Funerals

http://churchofenglandfunerals.org

First things first

When a funeral is arranged, you will need to see a Funeral Director and you will be asked to make a number of decisions, including:

  • Whether the body is to be cremated or buried.
  • Where the funeral will be held.
  • Who will lead the service.
  • What type of coffin should be used.
  • Whether there will be flowers, or if there is a special charity to which donations should be made from those who come to the funeral.
  • If there is a preference for the type of transport of the coffin to the church or crematorium.

This is a very difficult time but it will help you immensely if you have been able to give some thought to these questions before you contact an undertaker. If you are unsure of any of your answers to these questions your undertaker will be happy to advise you and offer suggestions.

                                                 

In Cleckheaton we often work with these funeral directors. They are family firms who have served our communities for generations, and have asked to advertise with us. Other funeral directors are availiable. 

 

More about a Church of England Funeral

The Church of England leads over 3,000 funeral services every week and people make this choice for lots of reasons:

  • You may want a service to include hymns, prayers and a Christian message of hope or comfort.
  • A CofE minister may be well known to you, or has links with others in your family.
  • You may simply be reassured that they are trained and experienced in taking funerals.
  • Perhaps your loved one or members of the family have had links to a church over many years.

Whatever the reason, you can have a CofE funeral even if the service does not take place in a church building - for instance in a cemetry, an outdoor woodland site or crematorium. At every step, choices can be made for: the arrival at the venue, hymns (if those are wanted) or other music, readings, the eulogy, remembering and celebrating - and saying farewell.
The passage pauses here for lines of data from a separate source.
PR #5825, opened 2022-08-05
feat: Increase security by virtualizing `$env/static/*`

tcc-sejohnson:
Previously, the contents of `$env/static/*` were written to the disk in `.svelte-kit/runtime/env/static/*.js`. We'd like to prevent dumping the environment to the disk, so this is a test implementation of using virtual modules.

A couple of questions for those wiser than I:

1. How do we make this work with `build`? It seems to work in `dev`, but throws a big red error when running `build`.
2. Are there any cases where this might come back to bite us?

Big thanks to @dominikg for the first "test" implementation of this.

---

# HEADS UP!

We're about to embark on a [significant redesign](https://github.com/sveltejs/kit/discussions/5748) that will touch many parts of the codebase. Until that work is finished, PRs are very likely to result in merge conflicts, and will likely be ignored until the redesign work is complete (by which time they will likely be stale). Please consider delaying your PR until then.

Thank you for understanding!

---

### Tests

### Changesets


tcc-sejohnson:
Note for those smarter than I am: I tried pulling the env logic out into its own plugin just for fun. (Code below.) It didn't work, unfortunately, with the same behavior: Fine in `dev`, broken on `build`.

```ts
/**
 * @return {import('vite').Plugin[]}
 */
export function sveltekit() {
	return [env(), ...svelte(), kit()];
}

/**
 * Returns the SvelteKit environment plugin. Replaces `$env/static/*` imports
 * with the actual environment variables.
 *
 */
function env() {
	/** @type {import('types').ValidatedConfig} */
	let svelte_config;

	/** @type {import('vite').ConfigEnv} */
	let vite_config_env;

	return {
		name: 'vite-plugin-svelte-kit',

		async config(_, config_env) {
			vite_config_env = config_env;
			svelte_config = await load_config();
		},

		async resolveId(id) {
			switch (id) {
				case '$env/static/private':
					return '\0$env/static/private';
				case '$env/static/public':
					return '\0$env/static/public';
			}
		},

		async load(id) {
			switch (id) {
				case '\0$env/static/private':
					return create_env_module(
						'$env/static/private',
						get_env(vite_config_env.mode, svelte_config.kit.env.publicPrefix).private
					);
				case '\0$env/static/public':
					return create_env_module(
						'$env/static/private',
						get_env(vite_config_env.mode, svelte_config.kit.env.publicPrefix).public
					);
			}
		}
	};
}
```

tcc-sejohnson:
Extracted the env module replacement out into its own Vite plugin, adding it to the array returned by `sveltekit`. Tadaa!

packages/kit/src/vite/index.js
```diff
@@ -61,7 +62,54 @@ const enforced_config = {
...
  */
 export function sveltekit() {
-	return [...svelte(), kit()];
+	return [...svelte(), env(), kit()];
+}
+
+/**
+ * Returns the SvelteKit environment plugin. Replaces `$env/static/*` imports
+ * with the actual environment variables.
+ *
```
benmccann, line 71:
```suggestion
```

packages/kit/src/vite/index.js
```diff
@@ -61,7 +62,54 @@ const enforced_config = {
...
+ */
+function env() {
+	/** @type {import('types').ValidatedConfig} */
+	let svelte_config;
+
+	/** @type {import('vite').ConfigEnv} */
+	let vite_config_env;
+
+	return {
+		name: 'vite-plugin-env',
```
benmccann, line 82: I think `vite-plugin-svelte` uses a convention of `:subplugin`, which seems nice.
```suggestion
		name: 'vite-plugin-svelte-kit:env',
```

packages/kit/src/vite/index.js
```diff
@@ -61,7 +62,53 @@ const enforced_config = {
...
+		async load(id) {
+			switch (id) {
+				case '\0$env/static/private':
+					return create_env_module(
+						'$env/static/private',
+						get_env(vite_config_env.mode, svelte_config.kit.env.publicPrefix).private
+					);
+				case '\0$env/static/public':
+					return create_env_module(
+						'$env/static/private',
```
PatrickG, line 106:
```suggestion
						'$env/static/public',
```

I guess this should be `$env/static/public`.

tcc-sejohnson: Thanks! You da bomb

tcc-sejohnson:
@Rich-Harris 

I think this should be good to go. The problem was in `utils.js`. Frankly, I have no idea what's going on with the previous code:

```ts
	if (!process.env.BUNDLED) {
		alias.push(
			{
				find: '$env/static/public',
				replacement: path.posix.join(config.outDir, 'runtime/env/static/public.js')
			},
			{
				find: '$env/static/private',
				replacement: path.posix.join(config.outDir, 'runtime/env/static/private.js')
			}
		);
	}

	alias.push({
		find: '$env',
		replacement: `${get_runtime_directory(config)}/env`
	});

	return alias;
```

But the following makes sense, I suppose, now that we're not aliasing `$env` itself?

```ts
	const base = `${get_runtime_directory(config)}/env`;

	alias.push(
		{
			find: '$env/dynamic/public',
			replacement: `${base}/dynamic/public.js`
		},
		{
			find: '$env/dynamic/private',
			replacement: `${base}/dynamic/private.js`
		}
	);

	return alias;
```

The root of the problem is that I just don't know what the heck `process.env.BUNDLED` denotes and why we needed to change the behavior of the specific aliases based on it...

packages/kit/src/vite/index.js
```diff
@@ -61,7 +62,53 @@ const enforced_config = {
...
+	/** @type {import('types').ValidatedConfig} */
+	let svelte_config;
+
+	/** @type {import('vite').ConfigEnv} */
+	let vite_config_env;
+
+	/** @typedef {{public: {[k: string]: string;};private: {[k: string]: string;};}} ResolvedEnv */
+
+	/** @type {ResolvedEnv} */
+	let resolved_environment;
```
dominikg, line 83: are these needed? Currently only used locally in config hook

packages/kit/src/vite/index.js
```diff
@@ -61,7 +62,53 @@ const enforced_config = {
...
+ * Returns the SvelteKit environment plugin. Replaces `$env/static/*` imports
+ * with the actual environment variables.
+ * @return {import('vite').Plugin}
+ */
+function env() {
+	/** @type {import('types').ValidatedConfig} */
+	let svelte_config;
+
+	/** @type {import('vite').ConfigEnv} */
+	let vite_config_env;
```
dominikg, line 78: are these needed, only used in config hook atm

packages/kit/src/vite/index.js
```diff
@@ -61,7 +62,53 @@ const enforced_config = {
...
+
+	/** @type {ResolvedEnv} */
+	let resolved_environment;
+
+	return {
+		name: 'vite-plugin-svelte-kit:env',
+
+		async config(_, config_env) {
+			vite_config_env = config_env;
+			svelte_config = await load_config();
```
dominikg, line 90: there were previous efforts to avoid reading svelte config multiple times, as it may lead to unexpected side effects when it contains TLA initialization code.

To avoid this here we'd either have to steal the ref from kit plugin somehow or move the resolve + load hooks there

cc @benmccann

benmccann: I thought we could load multiple times as long as we use the same loading helper (just have to make sure the loading helper uses the mtime trick)

tcc-sejohnson: I'll let you guys duke this one out as I have no idea one way or the other. I like this as its own plugin (it's just way less confusing and way more obvious what it's doing), but I can move it back into the main plugin if there's a need.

You can choose to have the service in any of the locations mentioned above or you can choose a combination. Your undertaker and the minister you deal with can advise you on these choices depending on what facilities are available locally. You could also choose to hold the service at the crematorium, followed by a burial of ashes at a later date. Please be aware, though, that if you decide on a burial, there may be implications for the choice of headstone - make sure you discuss this with the undertaker before you make your final decision. Wherever possible family consensus on these choices is very important.

Arriving at the funeral

Would you like any music played as the coffin arrives? You don't have to, but there may be some music that that you think is just right for the occasion because it had meaning for your loved one. To help you choose, think about the mood of the music and how those attending will be feeling.

Hymns

A few words of welcome and introduction will be said and then there will be space at the start of the service for a hymn if you'd like one. Hymns can often help people express their feelings in a way that words alone can't. This is a good option with a big congregation or with very well known hymns but doesn't work so well where the congregation is small because people feel self-conscious about singing, especially if they aren't used to being in church. So as well as thinking about the hymns you may know and love, bear in mind how those present will be feeling and whether singing is appropriate for that particular group of people. At the same time, you are honouring your loved one's wishes and if their wish would have been for hymns your guests should respect that decision. You can have one, two or three hymns during the service (or none). For funeral hymn ideas see http://www.churchofenglandfunerals/hymns

Personal touches

If those present at the funeral would like to pay tribute to your loved one in some way that would make the service much more personal. Consider whether someone would like to read one of the Bible passages or a Psalm, perhaps a special poem. Consider bringing a photo of your loved one or items reflecting their hobbies and interests. Many people, of course, bring or send floral tributes, although sometimes money for a charitable cause is requested in lieu of flowers.

Readings

                                  

 

You can have readings from literature, poems and other types of reading, as well as Bible readings. There are many Bible passages which offer comfort and hope for those who are grieving. Here are some popular examples:

  • Psalm 23
  • Romans 8v31-39
  • Revelation 21v1-7
  • John 14v1-6
  • 1 Corinthians 13

If you do not have a Bible to hand, all these can be found via a Google search. For more ideas visit http://www.churchofenglandfunerals/readings

The Eulogy

The idea of standing up and speaking in public during a time of grief is a daunting one but hearing about your loved is more genuine and personal if the eulogy is delivered by a member of the family or a close friend. It can be very cathartic when family and friends get together following a death to remenisce about the departed and these conversations with their anecdotes and remembrances often make the best basis for a eulogy. You could consider making the writing of the eulogy a group project with a number of people contributing their memories and ideas and the address itself could be divided amongst family and friends. Basic biographical facts such as where a person was born and grew up, where they went to school and worked, when and where they married etc. make a good start as well as the memories and anecdotes you have already shared with each other. Send or give a copy of the eulogy to the Vicar as back-up in case at the last minute your emotions get the better of you.

Prayers

Are there any special prayers you would like to include? Perhaps prayers by name for family members and close friends in their time of mourning? Don't worry if there are not: your Vicar will be able to advise you and offer suggestions from the standard service book.

Conclusion and farewell

This is often a particularly emotional moment for those attending the funeral. There is no need to include anything extra at this point, but if there is anything special you would like to happen here, such as a piece of music, or some final words, they can be included.